As we tied up the ship, we noticed a bit of a stir at the marina office and walked over to see what was going on. Folks were gathered around the two-way radio. "What's up?" Bobby asked.
A burly guy with a handlebar moustache said, "There's been a robbery over in Nassau, and apparently the robbers have landed on the other end of the island. The sheriff is trying to find them."
"How far away is the other end of the island?" Bobby asked.
"Oh, don't worry, this is a long, skinny island. They'll be caught before they get anywhere close this end of the island."
"Thanks!" Bobby said, and started to walk off.
"Wait, aren't you two the couple who just came from the States?" he asked, and evinced a slight British accent in his voice as he spoke.
"Yes, that's us."
"Well, you ought to know that we heard that President Reagan has been shot by some bugger today. Don't have much details, but they've taken him to the hospital."
Bobby pulled Del aside and said, "Let's get back to the boat. We're not that far from Miami. We should be able to pick up some clear channel radio station after dark and find out what happened."
"You told me about that twenty year curse a few years ago — how does it go?" Del asked as they walked briskly along the walkway to the Outrageous.

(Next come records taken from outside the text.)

PR #8544, opened 2022-09-06
Change host to event_host tag for Datadog integration

pablokbs:
While trying to use the concourse integration with Datadog, I noticed that concourse is adding the `host` tag by default, and in the case of Kubernetes, it uses the pod name as the value.

This messes up with the inherited tags for the instances that the pod is running, as it's overriding the host tag and thus the new host value doesn't have any tag attached to it.

Unless I'm missing something, we don't need to have this tag added to the metric, as the datadog agent will add it anyway. So I'm renaming the `host` tag to `event_host` (just in case someone still wants to use it)

## Notes to reviewer

Sadly, I wasn't able to test as I couldn't for the life of me compile the binary + web files, I know this is not ideal, but if someone can build this binary for me, I'll test it and confirm that it fixes the issues I was seeing.

EDIT:

I've confirmed that adding manually a tag into Datadog to the host (pod name) adds the tags to all metrics attached to that host. So this should fix the issue.

### DIFF
--- a/atc/metric/emitter/dogstatsd.go
+++ b/atc/metric/emitter/dogstatsd.go
@@ -66,7 +66,7 @@ func (emitter *DogstatsdEmitter) Emit(logger lager.Logger, event metric.Event) {
 	name := specialChars.ReplaceAllString(strings.Replace(strings.ToLower(event.Name), " ", "_", -1), "")
 
 	tags := []string{
-		fmt.Sprintf("host:%s", event.Host),
+		fmt.Sprintf("event_host:%s", event.Host),
 	}
 
 	for k, v := range event.Attributes {


pablokbs:
```
➜  ~/git/concourse (248606d42) ✗ yarn install
yarn install v1.22.19
warning package-lock.json found. Your project contains lock files generated by tools other than Yarn. It is advised not to mix package managers in order to avoid resolution inconsistencies caused by unsynchronized lock files. To clear this warning, remove package-lock.json.
[1/4] 🔍  Resolving packages...
success Already up-to-date.
✨  Done in 0.39s.
➜  ~/git/concourse (248606d42) ✗ yarn build
yarn run v1.22.19
$ yarn run build-less && yarn run build-elm && yarn run build-js
$ lessc web/assets/css/main.less web/public/main.out.css && cleancss -o web/public/main.css web/public/main.out.css && rm web/public/main.out.css
$ cd web/elm && elm make --optimize --output ../public/elm.js src/Main.elm && uglifyjs ../public/elm.js --compress "pure_funcs=[F2,F3,F4,F5,F6,F7,F8,F9,A2,A3,A4,A5,A6,A7,A8,A9],pure_getters,keep_fargs=false,unsafe_comps,unsafe" | uglifyjs --mangle --output=../public/elm.min.js
Success!

    Main ───> ../public/elm.js

ERROR: invalid option --output=../public/elm.min.js
node:events:505
      throw er; // Unhandled 'error' event
      ^

Error: write EPIPE
    at afterWriteDispatched (node:internal/stream_base_commons:160:15)
    at writeGeneric (node:internal/stream_base_commons:151:3)
    at Socket._writeGeneric (node:net:823:11)
    at Socket._write (node:net:835:8)
    at writeOrBuffer (node:internal/streams/writable:390:12)
    at _write (node:internal/streams/writable:331:10)
    at Socket.Writable.write (node:internal/streams/writable:335:10)
    at print (/Users/kbs/git/concourse/node_modules/uglify-js/bin/uglifyjs:603:20)
    at run (/Users/kbs/git/concourse/node_modules/uglify-js/bin/uglifyjs:474:9)
    at Object.<anonymous> (/Users/kbs/git/concourse/node_modules/uglify-js/bin/uglifyjs:298:5)
Emitted 'error' event on Socket instance at:
    at emitErrorNT (node:internal/streams/destroy:164:8)
    at emitErrorCloseNT (node:internal/streams/destroy:129:3)
    at processTicksAndRejections (node:internal/process/task_queues:83:21) {
  errno: -32,
  code: 'EPIPE',
  syscall: 'write'
}

Node.js v17.9.1
error Command failed with exit code 1.
info Visit https://yarnpkg.com/en/docs/cli/run for documentation about this command.
error Command failed with exit code 1.
info Visit https://yarnpkg.com/en/docs/cli/run for documentation about this command.
```

blyles:
Would this apply similar to a dd-agent-bosh? We have tags outputted to datadog.yml that don't get attached to the metrics that are pushed through and we only see 3 instead.  So we can't filter by say "region: us-west-2" in data dog dashboards.

We see host is generated and placed in datadog.yml but if i read your problem correctly its likely that the host between the emitter and what datadog places in are disconnected thus no custom tags are pushed along with the dogstatsd metrics.

xtremerui (approved):

PR #8565, opened 2022-09-20
[POC] Expose docker socket (if it exists) for privileged containers

jryan128:
If docker is installed on the worker and a task container is privileged, bind mount the docker socket into the task container.

This allows the container to run docker-compose or create containers (using docker installed inside the task container itself) on the worker without using docker-in-docker.

I tried using `nerdctl` instead of `docker` but that doesn't work remotely over a socket yet.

"Going back to Lincoln, every president elected in a year divisible by twenty has died while in office. Kennedy was the last one and he got assassinated. Before that FDR who was elected in 1940. It looks like Reagan is destined to end his presidency prematurely." Bobby looked glum as they walked along silently to the boat. They said goodnight to the boys and got in bed. Bobby was working on a small AM-FM radio trying to pull in a Miami station. Every few minutes, he'd get a bit of a news bulletin that was understandable for a sentence or two before the static overwhelmed it or it faded to nothingness as the stratospheric layer bounced the signal to some other part of the Atlantic Ocean and away from Marsh Harbor. The pieces of sentences left out more than they told at first, ". . . that President Reagan has a bullet hole in his lung and is expected to . . ." and ". . . apparently obsessed with Jodie Foster after her appearance in the movie. . . ." and ". . . is in serious condition and may be paralyzed . . .". But soon it became clear that the assassin's bullet that was supposed to explode inside its target, did not — the president had a clean wound and would recover completely.
It was late into the night when the pieces of the puzzle of what happened finally fit into place and Bobby turned on his side to kiss Del, who was sleeping soundly, having already fallen to sleep hours before. As he kissed her and turned out the light, a mist began to appear in the master bedroom of the good ship Outrageous and the Captain and I slipped away.